→ PROBLEM DESCRIPTION
What the task needs is every record repeated exactly, nothing more.

Dataset entries
┌──
Issue #67, opened 2020-12-02
Naming collision on schema files for generated PRs


absurdfarce:
Current naming convention for schema files is <username>/<keyspace name>.  After this was implemented we moved schema anonymization higher up in the process which means <keyspace name> is always "ks_0" (or something similar) at the time of file creation.  As a result we're very subject to collisions; the following should make it clear why:

* User contributes schema for keyspace foo, generates name someuser/ks_0
* This PR is merged
* User contributes schema for keyspace bar, generates name someuser/ks_0... but this time it's for an entirely different keyspace
* New PR cannot be merged since it conflicts with what's already in the repo

absurdfarce:
Simplest answer here is probably to record a SHA hash of the origin keyspace name and include it as an identifier for the keyspace.  This identifier can be used in place of the keyspace name (i.e. someuser/ksname-digest).  It should probably also be added to the keyspace file as metadata.

We should also consider adding the contributing Github user as metadata as well.

And perhaps a SHA of the actual contents of the keyspace dump as well.

absurdfarce:
In addition to fixing the collision issue mentioned above this PR adds the following bits of metadata to generated schemas:

* hashed_ks_name = what it says on the tin; a base64-encoded repr of the SHA256 hash of the keyspace name.  This provides a discrete "name" to use even for anonymized keyspaces
* created_at = ISO 8601 timestamp indicating when the schema was exported
* github-user = if contributing to Adelphi the Github user used to make that contribution is preserved

Issue #70, opened 2020-12-08
Repository.create_fork fails on Python 2.x if user is in a Github org


absurdfarce:
Documenting this here mainly so that there's a record of it.  Fix will likely be implemented as part of the ongoing work for https://github.com/datastax/adelphi/issues/67.

Observed while attempting to run "adelphi contribute" using Python 2.x after switching code to use the repo at datastax/adelphi-schemas (which is in the "datastax" organization):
└──
→ ANSWER FOR THIS EXERCISE
Issue #67, opened 2020-12-02
Naming collision on schema files for generated PRs


absurdfarce:
Current naming convention for schema files is <username>/<keyspace name>.  After this was implemented we moved schema anonymization higher up in the process which means <keyspace name> is always "ks_0" (or something similar) at the time of file creation.  As a result we're very subject to collisions; the following should make it clear why:

* User contributes schema for keyspace foo, generates name someuser/ks_0
* This PR is merged
* User contributes schema for keyspace bar, generates name someuser/ks_0... but this time it's for an entirely different keyspace
* New PR cannot be merged since it conflicts with what's already in the repo

absurdfarce:
Simplest answer here is probably to record a SHA hash of the origin keyspace name and include it as an identifier for the keyspace.  This identifier can be used in place of the keyspace name (i.e. someuser/ksname-digest).  It should probably also be added to the keyspace file as metadata.

We should also consider adding the contributing Github user as metadata as well.

And perhaps a SHA of the actual contents of the keyspace dump as well.

absurdfarce:
In addition to fixing the collision issue mentioned above this PR adds the following bits of metadata to generated schemas:

* hashed_ks_name = what it says on the tin; a base64-encoded repr of the SHA256 hash of the keyspace name.  This provides a discrete "name" to use even for anonymized keyspaces
* created_at = ISO 8601 timestamp indicating when the schema was exported
* github-user = if contributing to Adelphi the Github user used to make that contribution is preserved

Issue #70, opened 2020-12-08
Repository.create_fork fails on Python 2.x if user is in a Github org


absurdfarce:
Documenting this here mainly so that there's a record of it.  Fix will likely be implemented as part of the ongoing work for https://github.com/datastax/adelphi/issues/67.

Observed while attempting to run "adelphi contribute" using Python 2.x after switching code to use the repo at datastax/adelphi-schemas (which is in the "datastax" organization):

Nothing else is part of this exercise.